§ Directions for this task: Lines of the data that contain the word "types" are the ones to copy.

§ Input records:

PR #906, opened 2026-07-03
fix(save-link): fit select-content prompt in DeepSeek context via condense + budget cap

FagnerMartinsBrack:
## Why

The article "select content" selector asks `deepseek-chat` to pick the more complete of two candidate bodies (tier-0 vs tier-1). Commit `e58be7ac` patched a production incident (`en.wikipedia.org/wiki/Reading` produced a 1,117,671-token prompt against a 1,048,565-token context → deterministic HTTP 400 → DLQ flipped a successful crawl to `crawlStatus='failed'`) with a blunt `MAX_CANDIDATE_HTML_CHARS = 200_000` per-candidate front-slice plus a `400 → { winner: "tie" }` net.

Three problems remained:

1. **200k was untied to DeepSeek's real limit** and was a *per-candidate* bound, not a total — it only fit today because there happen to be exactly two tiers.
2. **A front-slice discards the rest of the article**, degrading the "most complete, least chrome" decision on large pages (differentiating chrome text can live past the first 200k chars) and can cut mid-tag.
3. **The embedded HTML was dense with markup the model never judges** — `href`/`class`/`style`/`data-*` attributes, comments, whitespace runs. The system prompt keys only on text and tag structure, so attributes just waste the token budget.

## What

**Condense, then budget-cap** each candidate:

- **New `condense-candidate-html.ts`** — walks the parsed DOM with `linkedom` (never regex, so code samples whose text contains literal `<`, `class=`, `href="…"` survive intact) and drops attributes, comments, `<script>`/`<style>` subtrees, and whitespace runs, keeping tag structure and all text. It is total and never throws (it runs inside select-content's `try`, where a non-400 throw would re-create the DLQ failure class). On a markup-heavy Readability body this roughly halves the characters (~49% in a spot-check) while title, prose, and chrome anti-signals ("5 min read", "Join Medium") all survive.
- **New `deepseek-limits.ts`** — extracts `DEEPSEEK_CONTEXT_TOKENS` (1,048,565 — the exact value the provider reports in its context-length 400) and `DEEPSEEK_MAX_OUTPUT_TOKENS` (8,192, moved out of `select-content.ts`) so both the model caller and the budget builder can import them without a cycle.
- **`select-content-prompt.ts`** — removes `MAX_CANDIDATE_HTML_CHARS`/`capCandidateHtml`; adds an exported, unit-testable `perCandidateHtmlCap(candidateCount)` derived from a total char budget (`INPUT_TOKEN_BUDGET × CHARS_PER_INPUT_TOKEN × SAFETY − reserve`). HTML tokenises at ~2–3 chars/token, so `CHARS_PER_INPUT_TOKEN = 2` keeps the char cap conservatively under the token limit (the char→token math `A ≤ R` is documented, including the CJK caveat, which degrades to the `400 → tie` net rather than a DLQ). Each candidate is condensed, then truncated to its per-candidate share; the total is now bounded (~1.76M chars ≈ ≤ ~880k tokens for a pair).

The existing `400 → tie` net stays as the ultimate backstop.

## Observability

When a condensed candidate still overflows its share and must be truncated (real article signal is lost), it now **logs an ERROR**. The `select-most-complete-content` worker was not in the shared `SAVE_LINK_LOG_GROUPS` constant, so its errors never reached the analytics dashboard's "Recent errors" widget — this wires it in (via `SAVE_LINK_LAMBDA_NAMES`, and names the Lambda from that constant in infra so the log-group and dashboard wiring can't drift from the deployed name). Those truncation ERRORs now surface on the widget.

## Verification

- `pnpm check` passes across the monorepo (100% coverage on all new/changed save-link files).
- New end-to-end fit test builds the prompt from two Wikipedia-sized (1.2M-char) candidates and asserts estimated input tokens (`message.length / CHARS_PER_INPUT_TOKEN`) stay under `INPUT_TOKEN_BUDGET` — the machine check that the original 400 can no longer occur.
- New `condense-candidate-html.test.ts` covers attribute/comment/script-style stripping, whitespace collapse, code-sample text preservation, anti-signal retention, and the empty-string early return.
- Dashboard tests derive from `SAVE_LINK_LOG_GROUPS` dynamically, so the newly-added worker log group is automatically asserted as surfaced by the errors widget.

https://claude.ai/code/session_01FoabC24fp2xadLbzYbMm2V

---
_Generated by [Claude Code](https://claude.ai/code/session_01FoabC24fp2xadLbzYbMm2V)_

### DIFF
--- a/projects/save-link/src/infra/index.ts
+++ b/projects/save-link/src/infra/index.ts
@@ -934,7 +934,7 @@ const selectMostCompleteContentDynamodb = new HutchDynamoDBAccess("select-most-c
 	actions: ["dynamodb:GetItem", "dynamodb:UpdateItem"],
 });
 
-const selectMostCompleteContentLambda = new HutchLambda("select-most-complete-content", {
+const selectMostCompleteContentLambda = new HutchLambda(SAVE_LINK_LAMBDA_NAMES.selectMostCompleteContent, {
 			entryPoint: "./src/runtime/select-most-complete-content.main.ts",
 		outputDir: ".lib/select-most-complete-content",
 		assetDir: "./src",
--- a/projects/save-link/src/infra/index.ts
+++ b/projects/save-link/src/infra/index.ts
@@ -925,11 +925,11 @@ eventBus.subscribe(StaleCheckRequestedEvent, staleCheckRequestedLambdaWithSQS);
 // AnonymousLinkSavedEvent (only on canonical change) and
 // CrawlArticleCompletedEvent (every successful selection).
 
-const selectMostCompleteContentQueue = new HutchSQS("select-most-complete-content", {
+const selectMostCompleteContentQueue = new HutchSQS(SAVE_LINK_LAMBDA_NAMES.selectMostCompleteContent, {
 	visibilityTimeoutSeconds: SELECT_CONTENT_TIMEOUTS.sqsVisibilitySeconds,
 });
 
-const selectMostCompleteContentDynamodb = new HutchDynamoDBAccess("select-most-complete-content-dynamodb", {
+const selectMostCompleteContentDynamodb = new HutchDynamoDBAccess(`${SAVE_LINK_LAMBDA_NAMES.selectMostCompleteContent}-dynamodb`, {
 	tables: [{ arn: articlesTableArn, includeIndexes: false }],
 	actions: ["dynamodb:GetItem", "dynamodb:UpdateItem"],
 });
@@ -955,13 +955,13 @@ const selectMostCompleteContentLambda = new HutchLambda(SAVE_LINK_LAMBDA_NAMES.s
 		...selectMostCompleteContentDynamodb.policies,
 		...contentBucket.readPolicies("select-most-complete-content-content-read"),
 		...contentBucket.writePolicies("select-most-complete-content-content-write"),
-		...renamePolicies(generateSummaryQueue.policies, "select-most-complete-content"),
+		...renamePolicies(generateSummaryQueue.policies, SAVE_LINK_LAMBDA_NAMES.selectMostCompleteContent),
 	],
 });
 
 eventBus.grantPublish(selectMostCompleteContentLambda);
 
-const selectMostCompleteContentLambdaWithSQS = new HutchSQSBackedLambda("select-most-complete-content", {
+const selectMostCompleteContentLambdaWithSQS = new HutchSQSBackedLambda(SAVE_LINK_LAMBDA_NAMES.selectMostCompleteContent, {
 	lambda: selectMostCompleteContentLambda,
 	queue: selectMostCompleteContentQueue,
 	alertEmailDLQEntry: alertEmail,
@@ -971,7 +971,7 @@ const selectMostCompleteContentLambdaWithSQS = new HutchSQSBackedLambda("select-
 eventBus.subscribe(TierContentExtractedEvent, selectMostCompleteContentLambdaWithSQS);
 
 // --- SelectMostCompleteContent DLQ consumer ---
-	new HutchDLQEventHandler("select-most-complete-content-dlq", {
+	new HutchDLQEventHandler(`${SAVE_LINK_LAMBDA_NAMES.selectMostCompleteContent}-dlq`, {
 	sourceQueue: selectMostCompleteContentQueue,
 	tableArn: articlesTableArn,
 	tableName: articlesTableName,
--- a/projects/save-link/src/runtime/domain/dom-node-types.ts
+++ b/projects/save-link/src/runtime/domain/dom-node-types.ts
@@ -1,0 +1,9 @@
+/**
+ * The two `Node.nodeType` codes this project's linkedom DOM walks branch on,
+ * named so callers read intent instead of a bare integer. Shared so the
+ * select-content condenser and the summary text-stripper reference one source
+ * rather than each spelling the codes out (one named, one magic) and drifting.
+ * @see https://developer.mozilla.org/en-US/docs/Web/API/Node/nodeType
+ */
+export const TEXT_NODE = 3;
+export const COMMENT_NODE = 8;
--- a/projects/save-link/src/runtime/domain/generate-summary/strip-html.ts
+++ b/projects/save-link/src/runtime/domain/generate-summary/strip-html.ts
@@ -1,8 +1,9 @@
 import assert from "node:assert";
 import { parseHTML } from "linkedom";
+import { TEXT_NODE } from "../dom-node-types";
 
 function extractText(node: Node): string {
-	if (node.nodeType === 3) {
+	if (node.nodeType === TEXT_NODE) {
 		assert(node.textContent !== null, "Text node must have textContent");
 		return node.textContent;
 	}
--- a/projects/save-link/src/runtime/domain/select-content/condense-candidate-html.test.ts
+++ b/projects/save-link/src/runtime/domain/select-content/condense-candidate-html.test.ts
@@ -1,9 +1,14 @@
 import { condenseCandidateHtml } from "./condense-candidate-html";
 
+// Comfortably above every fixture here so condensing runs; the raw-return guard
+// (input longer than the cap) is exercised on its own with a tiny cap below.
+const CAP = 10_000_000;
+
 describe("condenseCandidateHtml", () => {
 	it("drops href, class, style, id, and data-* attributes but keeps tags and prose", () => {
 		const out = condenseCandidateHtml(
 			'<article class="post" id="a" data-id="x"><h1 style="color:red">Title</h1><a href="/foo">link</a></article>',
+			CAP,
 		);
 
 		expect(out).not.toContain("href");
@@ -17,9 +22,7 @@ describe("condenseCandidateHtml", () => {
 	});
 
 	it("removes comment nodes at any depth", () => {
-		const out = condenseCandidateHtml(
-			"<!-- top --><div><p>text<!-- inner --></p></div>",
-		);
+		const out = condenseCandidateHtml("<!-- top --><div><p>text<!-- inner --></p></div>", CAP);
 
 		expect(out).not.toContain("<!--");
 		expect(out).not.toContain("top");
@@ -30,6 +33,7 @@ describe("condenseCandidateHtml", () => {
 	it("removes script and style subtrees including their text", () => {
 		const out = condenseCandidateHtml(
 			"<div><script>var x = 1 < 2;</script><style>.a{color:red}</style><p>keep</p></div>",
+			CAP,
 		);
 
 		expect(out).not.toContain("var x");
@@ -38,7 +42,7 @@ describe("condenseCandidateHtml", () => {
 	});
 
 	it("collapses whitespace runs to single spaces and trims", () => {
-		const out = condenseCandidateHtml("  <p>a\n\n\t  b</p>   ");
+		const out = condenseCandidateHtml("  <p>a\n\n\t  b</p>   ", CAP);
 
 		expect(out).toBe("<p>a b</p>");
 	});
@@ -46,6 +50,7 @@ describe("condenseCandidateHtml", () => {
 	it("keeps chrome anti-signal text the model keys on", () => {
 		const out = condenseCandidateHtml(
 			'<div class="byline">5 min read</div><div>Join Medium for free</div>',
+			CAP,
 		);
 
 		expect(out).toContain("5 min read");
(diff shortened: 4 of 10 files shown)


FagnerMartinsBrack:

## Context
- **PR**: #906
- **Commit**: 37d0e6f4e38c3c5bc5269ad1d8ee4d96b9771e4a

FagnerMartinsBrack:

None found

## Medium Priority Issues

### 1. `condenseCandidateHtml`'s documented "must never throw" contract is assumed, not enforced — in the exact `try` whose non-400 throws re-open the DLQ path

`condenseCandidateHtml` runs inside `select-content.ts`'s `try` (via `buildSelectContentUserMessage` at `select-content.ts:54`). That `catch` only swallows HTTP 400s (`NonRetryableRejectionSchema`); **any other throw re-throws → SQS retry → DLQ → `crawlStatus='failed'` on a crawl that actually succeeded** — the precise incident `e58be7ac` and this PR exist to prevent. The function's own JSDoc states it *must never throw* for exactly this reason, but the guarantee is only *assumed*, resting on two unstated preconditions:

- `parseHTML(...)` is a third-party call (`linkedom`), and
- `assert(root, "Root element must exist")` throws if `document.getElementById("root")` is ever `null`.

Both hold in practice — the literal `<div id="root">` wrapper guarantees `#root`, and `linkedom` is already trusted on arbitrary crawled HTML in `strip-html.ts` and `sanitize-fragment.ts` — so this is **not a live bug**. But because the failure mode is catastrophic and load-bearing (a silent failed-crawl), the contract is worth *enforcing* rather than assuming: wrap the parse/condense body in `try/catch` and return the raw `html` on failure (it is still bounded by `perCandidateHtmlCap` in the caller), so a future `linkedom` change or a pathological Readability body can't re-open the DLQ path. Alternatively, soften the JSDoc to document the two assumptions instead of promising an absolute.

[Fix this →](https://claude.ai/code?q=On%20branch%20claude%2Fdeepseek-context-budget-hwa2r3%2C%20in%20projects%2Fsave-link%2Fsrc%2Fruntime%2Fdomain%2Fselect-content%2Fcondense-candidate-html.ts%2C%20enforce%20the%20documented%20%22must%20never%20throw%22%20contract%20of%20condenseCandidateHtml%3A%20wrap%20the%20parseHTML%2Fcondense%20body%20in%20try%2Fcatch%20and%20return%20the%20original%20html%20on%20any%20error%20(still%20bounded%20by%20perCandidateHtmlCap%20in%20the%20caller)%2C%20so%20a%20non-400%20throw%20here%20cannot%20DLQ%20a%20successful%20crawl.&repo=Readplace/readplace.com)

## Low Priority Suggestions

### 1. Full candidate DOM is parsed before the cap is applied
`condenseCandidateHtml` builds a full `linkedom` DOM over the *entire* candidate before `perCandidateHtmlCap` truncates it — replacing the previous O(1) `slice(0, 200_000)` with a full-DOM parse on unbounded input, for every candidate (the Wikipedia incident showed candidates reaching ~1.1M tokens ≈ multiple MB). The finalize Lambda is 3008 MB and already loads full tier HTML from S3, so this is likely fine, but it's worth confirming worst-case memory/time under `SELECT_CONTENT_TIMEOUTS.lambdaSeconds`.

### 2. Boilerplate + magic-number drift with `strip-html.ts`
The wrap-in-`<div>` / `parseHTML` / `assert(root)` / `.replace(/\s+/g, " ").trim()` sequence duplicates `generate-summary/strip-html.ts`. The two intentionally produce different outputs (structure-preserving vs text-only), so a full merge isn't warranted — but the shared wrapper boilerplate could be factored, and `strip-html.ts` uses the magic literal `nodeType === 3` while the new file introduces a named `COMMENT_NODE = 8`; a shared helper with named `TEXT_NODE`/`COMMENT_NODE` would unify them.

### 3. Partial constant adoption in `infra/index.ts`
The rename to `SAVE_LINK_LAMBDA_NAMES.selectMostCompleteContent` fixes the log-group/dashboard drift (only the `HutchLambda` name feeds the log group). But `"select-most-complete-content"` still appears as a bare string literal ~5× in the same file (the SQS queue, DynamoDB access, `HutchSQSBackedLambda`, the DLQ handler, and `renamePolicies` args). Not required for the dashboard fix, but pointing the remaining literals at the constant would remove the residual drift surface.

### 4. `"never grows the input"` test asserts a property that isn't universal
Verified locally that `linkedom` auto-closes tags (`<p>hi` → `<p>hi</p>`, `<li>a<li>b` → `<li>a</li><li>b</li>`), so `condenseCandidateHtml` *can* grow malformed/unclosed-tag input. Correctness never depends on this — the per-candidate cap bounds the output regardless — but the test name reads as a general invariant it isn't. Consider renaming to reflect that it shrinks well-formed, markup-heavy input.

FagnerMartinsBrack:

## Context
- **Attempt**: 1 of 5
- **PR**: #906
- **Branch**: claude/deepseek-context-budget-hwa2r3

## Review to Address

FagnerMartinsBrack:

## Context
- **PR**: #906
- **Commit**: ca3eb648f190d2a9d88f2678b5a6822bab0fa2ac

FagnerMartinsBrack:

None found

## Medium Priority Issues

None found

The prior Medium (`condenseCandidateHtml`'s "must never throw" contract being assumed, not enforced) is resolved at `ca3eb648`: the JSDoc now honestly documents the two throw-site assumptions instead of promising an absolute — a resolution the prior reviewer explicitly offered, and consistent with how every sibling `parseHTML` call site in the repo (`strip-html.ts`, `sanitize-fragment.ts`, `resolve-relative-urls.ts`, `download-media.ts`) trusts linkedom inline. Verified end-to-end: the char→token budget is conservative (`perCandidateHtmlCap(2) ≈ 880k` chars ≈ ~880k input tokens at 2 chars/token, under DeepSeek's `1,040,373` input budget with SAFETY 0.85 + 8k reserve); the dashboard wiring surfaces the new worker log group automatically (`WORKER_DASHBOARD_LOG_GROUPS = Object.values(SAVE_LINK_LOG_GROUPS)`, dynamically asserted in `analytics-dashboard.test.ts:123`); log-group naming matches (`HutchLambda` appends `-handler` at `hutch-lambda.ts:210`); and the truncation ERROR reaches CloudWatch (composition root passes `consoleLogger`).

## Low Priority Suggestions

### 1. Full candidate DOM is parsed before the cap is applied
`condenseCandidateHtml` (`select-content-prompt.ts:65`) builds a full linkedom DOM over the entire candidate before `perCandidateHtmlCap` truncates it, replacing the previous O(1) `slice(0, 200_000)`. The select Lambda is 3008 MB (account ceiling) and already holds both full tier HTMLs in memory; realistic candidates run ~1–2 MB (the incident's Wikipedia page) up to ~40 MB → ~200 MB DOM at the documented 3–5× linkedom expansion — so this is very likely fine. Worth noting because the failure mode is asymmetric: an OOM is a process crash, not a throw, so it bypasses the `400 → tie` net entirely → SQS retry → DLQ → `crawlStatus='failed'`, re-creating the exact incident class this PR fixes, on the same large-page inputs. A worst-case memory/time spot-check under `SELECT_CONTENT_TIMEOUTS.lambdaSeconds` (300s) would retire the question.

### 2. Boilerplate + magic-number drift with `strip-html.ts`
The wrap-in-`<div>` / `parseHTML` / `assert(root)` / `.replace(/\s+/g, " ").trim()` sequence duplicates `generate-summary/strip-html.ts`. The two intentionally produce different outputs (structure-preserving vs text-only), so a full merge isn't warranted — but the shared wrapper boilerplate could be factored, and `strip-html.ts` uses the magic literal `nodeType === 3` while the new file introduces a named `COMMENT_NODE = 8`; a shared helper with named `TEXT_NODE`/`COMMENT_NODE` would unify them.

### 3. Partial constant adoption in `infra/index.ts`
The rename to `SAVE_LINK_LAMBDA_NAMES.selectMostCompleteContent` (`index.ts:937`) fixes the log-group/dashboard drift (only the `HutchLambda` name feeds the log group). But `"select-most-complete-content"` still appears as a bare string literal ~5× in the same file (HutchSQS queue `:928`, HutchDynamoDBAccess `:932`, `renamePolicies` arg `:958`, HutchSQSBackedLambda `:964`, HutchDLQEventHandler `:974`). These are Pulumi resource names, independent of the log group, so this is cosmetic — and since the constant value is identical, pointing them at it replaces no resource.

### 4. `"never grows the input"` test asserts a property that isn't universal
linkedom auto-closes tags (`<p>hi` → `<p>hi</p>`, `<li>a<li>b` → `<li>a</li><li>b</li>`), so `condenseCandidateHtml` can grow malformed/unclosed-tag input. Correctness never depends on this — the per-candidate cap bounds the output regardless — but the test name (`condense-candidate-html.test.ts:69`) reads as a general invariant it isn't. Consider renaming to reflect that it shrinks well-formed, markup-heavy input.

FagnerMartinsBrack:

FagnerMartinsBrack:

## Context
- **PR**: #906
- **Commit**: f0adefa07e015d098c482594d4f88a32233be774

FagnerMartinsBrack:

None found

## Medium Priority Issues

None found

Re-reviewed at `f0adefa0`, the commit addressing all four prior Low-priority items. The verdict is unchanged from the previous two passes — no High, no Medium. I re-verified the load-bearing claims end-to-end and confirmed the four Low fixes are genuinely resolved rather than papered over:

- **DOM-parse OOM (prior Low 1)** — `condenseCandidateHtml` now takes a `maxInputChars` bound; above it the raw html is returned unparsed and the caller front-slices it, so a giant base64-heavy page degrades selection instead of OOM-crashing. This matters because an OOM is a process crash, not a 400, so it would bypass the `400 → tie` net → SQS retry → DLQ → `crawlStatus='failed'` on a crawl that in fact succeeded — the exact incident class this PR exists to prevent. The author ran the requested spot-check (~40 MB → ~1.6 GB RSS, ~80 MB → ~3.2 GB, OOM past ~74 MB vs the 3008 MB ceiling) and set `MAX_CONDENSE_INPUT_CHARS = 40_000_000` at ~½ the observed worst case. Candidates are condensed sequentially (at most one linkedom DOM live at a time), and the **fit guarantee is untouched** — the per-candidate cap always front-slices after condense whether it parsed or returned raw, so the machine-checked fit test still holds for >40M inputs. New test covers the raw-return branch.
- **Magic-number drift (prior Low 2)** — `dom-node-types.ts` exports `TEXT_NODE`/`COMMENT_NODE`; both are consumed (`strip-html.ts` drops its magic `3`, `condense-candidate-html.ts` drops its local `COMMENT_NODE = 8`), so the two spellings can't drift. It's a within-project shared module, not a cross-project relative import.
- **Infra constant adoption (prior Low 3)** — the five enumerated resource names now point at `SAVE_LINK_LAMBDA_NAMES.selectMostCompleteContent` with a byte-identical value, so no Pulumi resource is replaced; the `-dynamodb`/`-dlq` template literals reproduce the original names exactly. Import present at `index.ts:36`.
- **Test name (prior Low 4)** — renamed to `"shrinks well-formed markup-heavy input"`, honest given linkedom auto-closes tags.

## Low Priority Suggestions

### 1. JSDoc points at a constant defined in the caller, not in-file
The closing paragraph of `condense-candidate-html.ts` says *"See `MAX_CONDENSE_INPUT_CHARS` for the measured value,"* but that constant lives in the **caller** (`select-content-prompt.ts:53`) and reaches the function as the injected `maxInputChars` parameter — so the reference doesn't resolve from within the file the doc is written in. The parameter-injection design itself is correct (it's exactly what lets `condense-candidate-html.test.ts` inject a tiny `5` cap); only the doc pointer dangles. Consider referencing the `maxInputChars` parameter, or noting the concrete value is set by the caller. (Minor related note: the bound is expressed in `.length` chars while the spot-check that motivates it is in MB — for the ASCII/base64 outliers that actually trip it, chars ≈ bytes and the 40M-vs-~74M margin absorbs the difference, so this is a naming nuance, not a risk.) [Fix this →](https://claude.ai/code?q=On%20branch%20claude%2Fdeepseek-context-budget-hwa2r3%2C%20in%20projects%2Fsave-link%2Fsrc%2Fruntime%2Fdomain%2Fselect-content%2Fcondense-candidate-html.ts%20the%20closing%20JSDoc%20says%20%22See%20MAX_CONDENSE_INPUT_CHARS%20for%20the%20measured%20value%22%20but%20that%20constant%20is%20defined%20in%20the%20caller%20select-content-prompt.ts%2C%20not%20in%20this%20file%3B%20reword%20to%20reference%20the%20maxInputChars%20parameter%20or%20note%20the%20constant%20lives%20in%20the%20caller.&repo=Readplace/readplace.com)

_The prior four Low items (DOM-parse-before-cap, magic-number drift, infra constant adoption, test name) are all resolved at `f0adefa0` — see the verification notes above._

* * *

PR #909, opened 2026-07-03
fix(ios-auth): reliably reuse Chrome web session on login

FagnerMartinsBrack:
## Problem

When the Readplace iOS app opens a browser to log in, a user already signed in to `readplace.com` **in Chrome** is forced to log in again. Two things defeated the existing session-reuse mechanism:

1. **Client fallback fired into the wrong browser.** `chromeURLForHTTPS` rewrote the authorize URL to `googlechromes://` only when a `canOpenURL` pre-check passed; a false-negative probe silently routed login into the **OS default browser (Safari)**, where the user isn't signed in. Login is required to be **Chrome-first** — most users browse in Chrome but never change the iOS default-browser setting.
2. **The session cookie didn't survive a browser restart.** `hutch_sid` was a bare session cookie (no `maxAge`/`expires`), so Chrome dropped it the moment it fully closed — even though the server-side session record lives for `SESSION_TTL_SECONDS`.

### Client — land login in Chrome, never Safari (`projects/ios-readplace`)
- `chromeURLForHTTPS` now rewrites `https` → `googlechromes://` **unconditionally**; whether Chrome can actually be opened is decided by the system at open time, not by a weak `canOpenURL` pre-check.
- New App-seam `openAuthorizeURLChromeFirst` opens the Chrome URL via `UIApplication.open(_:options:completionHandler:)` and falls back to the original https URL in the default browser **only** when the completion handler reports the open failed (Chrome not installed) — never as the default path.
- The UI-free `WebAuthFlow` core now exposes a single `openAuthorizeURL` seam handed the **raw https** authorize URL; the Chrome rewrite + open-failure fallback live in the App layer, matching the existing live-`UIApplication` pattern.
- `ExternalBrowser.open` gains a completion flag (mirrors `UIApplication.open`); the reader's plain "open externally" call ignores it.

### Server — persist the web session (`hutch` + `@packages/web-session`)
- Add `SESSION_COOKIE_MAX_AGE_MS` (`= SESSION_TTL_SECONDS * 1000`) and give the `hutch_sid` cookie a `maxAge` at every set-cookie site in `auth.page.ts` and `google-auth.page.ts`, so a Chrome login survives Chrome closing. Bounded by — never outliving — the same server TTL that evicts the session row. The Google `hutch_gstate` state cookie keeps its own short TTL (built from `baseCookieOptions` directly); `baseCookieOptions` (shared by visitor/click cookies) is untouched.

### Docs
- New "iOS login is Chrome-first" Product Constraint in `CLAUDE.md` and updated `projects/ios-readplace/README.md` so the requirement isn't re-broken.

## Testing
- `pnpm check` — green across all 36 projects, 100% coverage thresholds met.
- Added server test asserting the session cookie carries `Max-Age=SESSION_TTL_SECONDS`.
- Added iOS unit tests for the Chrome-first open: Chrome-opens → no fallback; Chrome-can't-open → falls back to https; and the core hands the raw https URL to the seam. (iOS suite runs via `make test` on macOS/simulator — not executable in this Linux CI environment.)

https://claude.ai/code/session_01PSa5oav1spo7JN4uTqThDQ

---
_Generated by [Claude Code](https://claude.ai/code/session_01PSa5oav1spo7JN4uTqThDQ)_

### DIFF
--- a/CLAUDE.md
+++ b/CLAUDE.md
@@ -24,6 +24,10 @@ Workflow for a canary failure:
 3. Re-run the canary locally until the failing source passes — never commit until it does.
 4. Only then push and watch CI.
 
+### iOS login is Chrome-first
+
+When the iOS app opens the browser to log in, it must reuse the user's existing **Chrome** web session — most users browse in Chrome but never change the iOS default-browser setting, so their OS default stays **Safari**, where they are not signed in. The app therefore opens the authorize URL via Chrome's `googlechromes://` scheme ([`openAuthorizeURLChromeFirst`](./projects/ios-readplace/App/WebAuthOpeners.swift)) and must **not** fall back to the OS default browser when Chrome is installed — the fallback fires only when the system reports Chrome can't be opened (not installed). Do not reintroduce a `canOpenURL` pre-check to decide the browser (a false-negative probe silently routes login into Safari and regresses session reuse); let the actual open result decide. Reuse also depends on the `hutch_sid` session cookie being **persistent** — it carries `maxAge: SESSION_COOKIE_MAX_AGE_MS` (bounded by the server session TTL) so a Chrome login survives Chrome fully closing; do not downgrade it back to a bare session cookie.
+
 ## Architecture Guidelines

§ Result below:
--- a/projects/save-link/src/runtime/domain/dom-node-types.ts
+++ b/projects/save-link/src/runtime/domain/dom-node-types.ts
+import { TEXT_NODE } from "../dom-node-types";
- **Magic-number drift (prior Low 2)** — `dom-node-types.ts` exports `TEXT_NODE`/`COMMENT_NODE`; both are consumed (`strip-html.ts` drops its magic `3`, `condense-candidate-html.ts` drops its local `COMMENT_NODE = 8`), so the two spellings can't drift. It's a within-project shared module, not a cross-project relative import.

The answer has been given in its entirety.